La narración evangélica de este domingo nos presenta, a través de dos personajes muy distintos, la actitud de fe necesaria para acercarse a Jesús. El primer personaje es el de uno de los responsables de la sinagoga. Éste, con una actitud muy distinta a la beligerancia de los escribas, se acerca a Jesús creyendo firmemente en lo que el Salvador puede hacer: no le pide tan sólo que cure a su hija de la enfermedad, sino que la salve de la muerte (mi hija está en las últimas).

Él pide que su hija no muera, que la saque del abismo (salmo), confiesa el poder divino de Jesús. El segundo personaje es el de una mujer que, a causa de la enfermedad que sufre, es tenida por impura. A Jesús sólo se le puede acercar con disimulo. Por eso sólo se atreve a tocarle el manto. Pero, en verdad, lo hace con tanta humildad como con fe sincera. Jesús, en ambos casos, deja claro que es la fe lo que le mueve a manifestar su poder: curando a la mujer (no porque le haya tocado, sino porque se ha acercado a él con fe) y resucitando (haciendo que se levantara) a la hija de Jairo (que, pase lo que pase, no desfallece en su fe).

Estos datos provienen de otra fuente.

PR #470, opened 2024-11-22
fakewallet values in config

Jeezman:
## Description

when runing `cargo run --bin cdk-mintd` with fakewallet set in config.toml it gives the error
```
    Finished `dev` profile [unoptimized + debuginfo] target(s) in 11.16s
     Running `target/debug/cdk-mintd`
thread 'main' panicked at crates/cdk-mintd/src/main.rs:214:60:
Fake wallet defined
note: run with `RUST_BACKTRACE=1` environment variable to display a backtrace
```

## This PR 
- adds the defaults for fakewallet to the sample config.toml file
- adds custom error output to assertion to assertion

### assertion before
```
thread 'main' panicked at crates/cdk-mintd/src/config.rs:227:38:
assertion failed: settings.fake_wallet.is_some()
note: run with `RUST_BACKTRACE=1` environment variable to display a backtrace
```

### assertion after
```
thread 'main' panicked at crates/cdk-mintd/src/config.rs:219:38:
FakeWallet backend requires a valid config.
note: run with `RUST_BACKTRACE=1` environment variable to display a backtrace
```

### Notes to the reviewers

-----

#### FIXED

----

### Checklist

### DIFF
--- a/crates/cdk-mintd/src/config.rs
+++ b/crates/cdk-mintd/src/config.rs
@@ -108,6 +108,18 @@ pub struct FakeWallet {
     pub max_delay_time: u64,
 }
 
+impl Default for FakeWallet {
+    fn default() -> Self {
+        Self {
+            supported_units: vec![CurrencyUnit::Sat],
+            fee_percent: 0.02,
+            reserve_fee_min: 2.into(),
+            min_delay_time: 1,
+            max_delay_time: 3,
+        }
+    }
+}
+
 #[derive(Debug, Serialize, Deserialize, Clone, PartialEq, Default)]
 #[serde(rename_all = "lowercase")]
 pub enum DatabaseEngine {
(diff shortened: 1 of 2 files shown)


crates/cdk-mintd/src/config.rs
```diff
@@ -108,18 +108,6 @@ pub struct FakeWallet {
     pub max_delay_time: u64,
 }
 
-impl Default for FakeWallet {
```
ok300, line 111: Why remove the default implementation?

With it, it's enough to specify
```toml
ln_backend = "fakewallet"
```

Without it, everyone has to make a choice for each of those (and any future new) values.

Jeezman: @ok300 Got it! I missed that context. Revert [here](https://github.com/cashubtc/cdk/pull/470/commits/5138f409f81a1aca48d25f42129acf4daa3eb2d9)

thesimplekid (approved):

En ambas ocasiones, la fe de aquellos que a él se acercan es la que hace que surja la fuerza sanadora de Él. Al acercarnos a Jesús con fe, al acercarnos ahora a los sacramentos, creyendo firmemente que en ellos están la presencia y la acción de Jesús, Él nos manifiesta su poder, concediéndonos los dones de su gracia divina que nos salva. Examinemos, ahora, con cuánta fe nos acercamos nosotros a Jesús.

ORACIÓN COLECTA

Señor Dios, que mediante la gracia de la adopción filial quisiste que fuéramos hijos de la luz, concédenos que no nos dejemos envolver en las tinieblas del error, sino que permanezcamos siempre vigilantes en el esplendor de la verdad. Por nuestro Señor Jesucristo, tu Hijo, que vive y reina contigo en la unidad del Espíritu Santo y es Dios por los siglos de los siglos.

SALMO

RESPONSORIAL

Sal 29, 2 y 4. 5-6. 11 y 12a y 13b

R. Te alabaré, Señor, eternamente.

Te alabaré, Señor, pues no dejaste que se rieran de mí mis enemigos. Tú, Señor, me salvaste de la muerte y a punto de morir, me reviviste. R. Te alabaré, Señor, eternamente.

Alaben al Señor quienes lo aman, den gracias a su nombre, porque su ira dura un solo instante y su bondad, toda la vida. El llanto nos visita por la tarde; por la mañana, el júbilo.

R. Te alabaré, Señor, eternamente.

Escúchame, Señor, y compadécete; Señor, ven en mi ayuda. Convertiste mi duelo en alegría, te alabaré por eso eternamente. R. Te alabaré, Señor, eternamente.

ACLAMACIÓN ANTES DEL EVANGELIO

Cfr. 2 Tim 1, 10 R. Aleluya, aleluya. Jesucristo, nuestro salvador, ha vencido la muerte y ha hecho resplandecer la vida por medio del Evangelio R. Aleluya.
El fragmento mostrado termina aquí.